▸ **TASK DIRECTIONS**:
Lines below that include the word "from" should each be copied.

Saved data entries
* * * * * * *

PR #787, opened 2020-02-07
Prevent Data from Being Retained when Removing the Last Field Value in an EditableField

knicklabs:
When removing field values from an EditableField with multiple values, when the last field value is removed we need to reset it instead of deleting it because an editable field must always have at least one field value. 

There was an issue in the way were were resetting it. We were splatting the item and then overriding the `value` and `validated` properties to set them to `''` and `false`, respectively. The problem with this, is that items may have additional properties used in application logic, and by splatting the item on reset, those additional properties are retained.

* * * * * * *

▸ **OUTPUT FOR THIS TASK**:
Prevent Data from Being Retained when Removing the Last Field Value in an EditableField
When removing field values from an EditableField with multiple values, when the last field value is removed we need to reset it instead of deleting it because an editable field must always have at least one field value. 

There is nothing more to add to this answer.